▸ **WHAT YOU WILL DO**
Scan the entries for the word "lowerBound". Every line that has it should be copied.

▸ **DATASET RECORDS**
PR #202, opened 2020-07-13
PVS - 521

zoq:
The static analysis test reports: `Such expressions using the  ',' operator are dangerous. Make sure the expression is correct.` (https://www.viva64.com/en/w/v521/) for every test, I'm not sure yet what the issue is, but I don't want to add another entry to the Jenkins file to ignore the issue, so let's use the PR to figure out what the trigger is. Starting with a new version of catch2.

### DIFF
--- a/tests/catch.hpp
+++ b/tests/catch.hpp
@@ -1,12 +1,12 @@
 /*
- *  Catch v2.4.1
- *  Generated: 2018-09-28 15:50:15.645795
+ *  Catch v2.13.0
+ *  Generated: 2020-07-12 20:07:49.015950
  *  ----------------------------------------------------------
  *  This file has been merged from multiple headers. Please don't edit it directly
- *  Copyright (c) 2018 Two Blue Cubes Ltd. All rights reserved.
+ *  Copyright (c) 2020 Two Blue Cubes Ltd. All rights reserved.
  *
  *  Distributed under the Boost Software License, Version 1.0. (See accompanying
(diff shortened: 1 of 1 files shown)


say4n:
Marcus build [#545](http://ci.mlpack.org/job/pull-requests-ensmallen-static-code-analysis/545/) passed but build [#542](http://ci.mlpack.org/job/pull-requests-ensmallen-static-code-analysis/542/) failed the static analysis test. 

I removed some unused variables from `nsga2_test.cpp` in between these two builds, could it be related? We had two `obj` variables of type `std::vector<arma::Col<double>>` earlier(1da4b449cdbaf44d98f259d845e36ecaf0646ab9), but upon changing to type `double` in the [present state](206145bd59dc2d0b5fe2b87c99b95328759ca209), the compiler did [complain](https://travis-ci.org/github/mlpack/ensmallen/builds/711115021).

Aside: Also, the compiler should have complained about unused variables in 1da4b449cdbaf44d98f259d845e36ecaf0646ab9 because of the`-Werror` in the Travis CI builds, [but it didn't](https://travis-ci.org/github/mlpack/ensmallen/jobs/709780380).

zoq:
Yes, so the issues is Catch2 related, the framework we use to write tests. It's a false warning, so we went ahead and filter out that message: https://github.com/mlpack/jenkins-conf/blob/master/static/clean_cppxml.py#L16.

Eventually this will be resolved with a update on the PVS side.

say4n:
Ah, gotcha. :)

* * *

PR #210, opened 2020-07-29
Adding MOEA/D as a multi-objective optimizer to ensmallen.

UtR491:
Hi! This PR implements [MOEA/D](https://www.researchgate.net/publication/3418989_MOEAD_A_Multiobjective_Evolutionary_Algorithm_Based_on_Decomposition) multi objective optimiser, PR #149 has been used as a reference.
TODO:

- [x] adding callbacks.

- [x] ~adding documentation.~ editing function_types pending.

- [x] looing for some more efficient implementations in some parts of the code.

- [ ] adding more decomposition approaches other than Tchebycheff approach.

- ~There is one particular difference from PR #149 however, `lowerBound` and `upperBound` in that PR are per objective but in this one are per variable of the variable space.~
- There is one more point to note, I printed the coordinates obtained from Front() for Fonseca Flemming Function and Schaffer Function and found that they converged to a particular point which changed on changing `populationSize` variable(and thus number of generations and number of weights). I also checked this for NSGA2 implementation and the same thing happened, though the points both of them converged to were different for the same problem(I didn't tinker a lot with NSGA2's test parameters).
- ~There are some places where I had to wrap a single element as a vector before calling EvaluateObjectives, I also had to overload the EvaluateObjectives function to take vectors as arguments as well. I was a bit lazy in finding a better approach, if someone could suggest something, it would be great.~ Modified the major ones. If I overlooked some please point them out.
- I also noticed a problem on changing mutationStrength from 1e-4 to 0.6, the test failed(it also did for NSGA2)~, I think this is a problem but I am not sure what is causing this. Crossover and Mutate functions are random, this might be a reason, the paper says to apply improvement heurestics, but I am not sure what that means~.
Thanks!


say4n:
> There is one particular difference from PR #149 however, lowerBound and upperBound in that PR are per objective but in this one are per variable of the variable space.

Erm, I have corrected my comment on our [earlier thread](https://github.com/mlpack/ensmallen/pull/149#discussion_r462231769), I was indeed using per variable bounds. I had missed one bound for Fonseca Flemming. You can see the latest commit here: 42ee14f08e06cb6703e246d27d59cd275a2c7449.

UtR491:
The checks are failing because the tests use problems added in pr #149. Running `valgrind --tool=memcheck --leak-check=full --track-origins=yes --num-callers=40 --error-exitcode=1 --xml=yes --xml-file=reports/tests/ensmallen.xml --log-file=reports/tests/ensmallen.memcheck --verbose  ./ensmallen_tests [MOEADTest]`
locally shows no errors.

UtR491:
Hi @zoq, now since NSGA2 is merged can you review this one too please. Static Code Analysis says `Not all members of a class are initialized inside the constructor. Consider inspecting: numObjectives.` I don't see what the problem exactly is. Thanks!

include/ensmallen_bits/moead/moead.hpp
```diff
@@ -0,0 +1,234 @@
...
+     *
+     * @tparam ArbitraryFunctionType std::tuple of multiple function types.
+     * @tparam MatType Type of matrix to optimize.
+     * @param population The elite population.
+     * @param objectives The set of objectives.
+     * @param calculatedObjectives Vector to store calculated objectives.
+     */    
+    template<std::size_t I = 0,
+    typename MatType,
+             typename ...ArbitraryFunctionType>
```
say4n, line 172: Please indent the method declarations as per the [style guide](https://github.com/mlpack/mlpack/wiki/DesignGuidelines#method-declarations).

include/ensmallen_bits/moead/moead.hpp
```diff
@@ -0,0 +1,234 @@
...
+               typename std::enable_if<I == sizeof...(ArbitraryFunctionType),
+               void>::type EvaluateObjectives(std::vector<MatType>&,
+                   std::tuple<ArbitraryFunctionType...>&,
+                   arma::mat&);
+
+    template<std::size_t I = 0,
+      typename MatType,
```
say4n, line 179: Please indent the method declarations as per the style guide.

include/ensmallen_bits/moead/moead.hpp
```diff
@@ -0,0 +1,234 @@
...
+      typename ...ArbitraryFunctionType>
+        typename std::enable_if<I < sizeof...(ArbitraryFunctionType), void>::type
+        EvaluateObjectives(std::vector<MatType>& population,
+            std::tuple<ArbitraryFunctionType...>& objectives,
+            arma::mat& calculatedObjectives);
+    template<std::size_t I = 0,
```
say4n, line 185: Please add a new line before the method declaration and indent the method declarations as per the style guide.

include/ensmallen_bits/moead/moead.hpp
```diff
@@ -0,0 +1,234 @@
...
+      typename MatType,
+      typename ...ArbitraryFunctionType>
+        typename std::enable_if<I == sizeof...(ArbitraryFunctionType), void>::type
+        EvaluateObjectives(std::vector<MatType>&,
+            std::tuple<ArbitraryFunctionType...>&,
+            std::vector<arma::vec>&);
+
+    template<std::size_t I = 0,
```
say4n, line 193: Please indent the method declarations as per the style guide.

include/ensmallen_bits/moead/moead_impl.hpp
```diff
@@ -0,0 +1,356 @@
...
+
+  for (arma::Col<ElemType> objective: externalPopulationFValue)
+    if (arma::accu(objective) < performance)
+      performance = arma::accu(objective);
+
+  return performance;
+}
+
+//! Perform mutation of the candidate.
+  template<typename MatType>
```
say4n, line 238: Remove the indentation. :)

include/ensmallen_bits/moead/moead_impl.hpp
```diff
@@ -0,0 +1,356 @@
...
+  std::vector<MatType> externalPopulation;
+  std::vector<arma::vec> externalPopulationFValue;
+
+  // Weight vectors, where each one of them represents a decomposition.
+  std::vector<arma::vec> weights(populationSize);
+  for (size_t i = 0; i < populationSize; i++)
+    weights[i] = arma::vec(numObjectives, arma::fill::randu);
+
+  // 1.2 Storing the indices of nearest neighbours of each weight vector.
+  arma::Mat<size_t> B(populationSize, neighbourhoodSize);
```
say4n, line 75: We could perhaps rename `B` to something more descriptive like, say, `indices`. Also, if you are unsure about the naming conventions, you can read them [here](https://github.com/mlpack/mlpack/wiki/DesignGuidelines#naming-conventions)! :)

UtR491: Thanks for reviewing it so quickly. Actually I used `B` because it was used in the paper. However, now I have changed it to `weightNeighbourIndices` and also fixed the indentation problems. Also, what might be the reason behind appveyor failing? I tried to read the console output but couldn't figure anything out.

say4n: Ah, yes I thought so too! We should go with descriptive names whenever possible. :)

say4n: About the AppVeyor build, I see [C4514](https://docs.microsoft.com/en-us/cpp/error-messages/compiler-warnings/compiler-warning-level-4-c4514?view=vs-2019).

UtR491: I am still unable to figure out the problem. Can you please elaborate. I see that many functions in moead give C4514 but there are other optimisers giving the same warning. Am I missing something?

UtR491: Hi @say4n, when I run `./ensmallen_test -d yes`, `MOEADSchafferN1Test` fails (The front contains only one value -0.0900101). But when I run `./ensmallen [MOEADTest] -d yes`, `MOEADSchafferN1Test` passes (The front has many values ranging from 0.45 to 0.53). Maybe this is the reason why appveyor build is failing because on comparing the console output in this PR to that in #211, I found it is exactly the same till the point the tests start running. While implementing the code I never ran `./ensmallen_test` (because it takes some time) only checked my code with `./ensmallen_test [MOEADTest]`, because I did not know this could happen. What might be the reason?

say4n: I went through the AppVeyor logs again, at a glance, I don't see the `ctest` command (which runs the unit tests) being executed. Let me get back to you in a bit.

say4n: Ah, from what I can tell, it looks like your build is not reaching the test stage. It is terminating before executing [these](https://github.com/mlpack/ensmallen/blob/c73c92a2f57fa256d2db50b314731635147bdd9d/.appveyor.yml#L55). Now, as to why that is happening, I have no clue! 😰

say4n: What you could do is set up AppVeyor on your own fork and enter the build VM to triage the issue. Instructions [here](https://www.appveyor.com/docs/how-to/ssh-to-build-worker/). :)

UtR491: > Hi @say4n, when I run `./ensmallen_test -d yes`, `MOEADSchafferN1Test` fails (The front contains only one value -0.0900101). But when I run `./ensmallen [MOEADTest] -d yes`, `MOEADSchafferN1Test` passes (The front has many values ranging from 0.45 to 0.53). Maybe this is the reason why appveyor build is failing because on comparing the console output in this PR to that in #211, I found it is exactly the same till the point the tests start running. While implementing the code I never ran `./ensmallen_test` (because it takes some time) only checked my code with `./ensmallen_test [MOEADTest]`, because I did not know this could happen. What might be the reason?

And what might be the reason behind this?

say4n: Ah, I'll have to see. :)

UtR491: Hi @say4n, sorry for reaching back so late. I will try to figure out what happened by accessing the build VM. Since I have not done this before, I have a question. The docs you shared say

▸ **SOLUTION BELOW**
- ~There is one particular difference from PR #149 however, `lowerBound` and `upperBound` in that PR are per objective but in this one are per variable of the variable space.~
> There is one particular difference from PR #149 however, lowerBound and upperBound in that PR are per objective but in this one are per variable of the variable space.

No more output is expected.